From the first line to the last, set down the data exactly as given.

[[ DATA LISTING, beginning ]]

PR #1950, opened 2022-06-16
Add E2E tests for OTLP ingestion feature

iblancasa:
## Which problem is this PR solving?
- Jaeger can now process OTLP traces. #1948 introduces this feature in the Jaeger Collector. This PR adds E2E tests for this new feature

## Short description of the changes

[[ DATA LISTING, end ]]

REPLY:
PR #1950, opened 2022-06-16
Add E2E tests for OTLP ingestion feature

iblancasa:
## Which problem is this PR solving?
- Jaeger can now process OTLP traces. #1948 introduces this feature in the Jaeger Collector. This PR adds E2E tests for this new feature

## Short description of the changes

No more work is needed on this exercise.